▸ **WORK TASK**
In the entries that follow, find every line containing "approved" and copy it.

%%

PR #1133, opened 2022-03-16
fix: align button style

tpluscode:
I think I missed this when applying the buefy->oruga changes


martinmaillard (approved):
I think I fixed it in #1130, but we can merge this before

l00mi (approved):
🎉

%%
%%

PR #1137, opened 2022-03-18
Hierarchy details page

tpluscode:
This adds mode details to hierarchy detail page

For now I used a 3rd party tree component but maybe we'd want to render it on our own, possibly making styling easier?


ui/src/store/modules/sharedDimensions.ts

%%
%%

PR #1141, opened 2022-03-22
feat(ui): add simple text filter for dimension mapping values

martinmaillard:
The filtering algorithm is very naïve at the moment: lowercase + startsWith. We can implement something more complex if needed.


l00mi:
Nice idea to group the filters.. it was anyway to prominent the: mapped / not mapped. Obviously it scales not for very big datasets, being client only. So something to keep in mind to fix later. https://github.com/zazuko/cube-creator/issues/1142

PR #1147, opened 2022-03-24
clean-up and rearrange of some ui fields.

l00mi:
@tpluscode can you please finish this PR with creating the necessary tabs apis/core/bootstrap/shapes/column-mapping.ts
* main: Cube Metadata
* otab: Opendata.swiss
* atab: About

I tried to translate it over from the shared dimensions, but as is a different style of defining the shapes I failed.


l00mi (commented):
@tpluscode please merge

%%

▸ **RESPONSE AREA**
martinmaillard (approved):
l00mi (approved):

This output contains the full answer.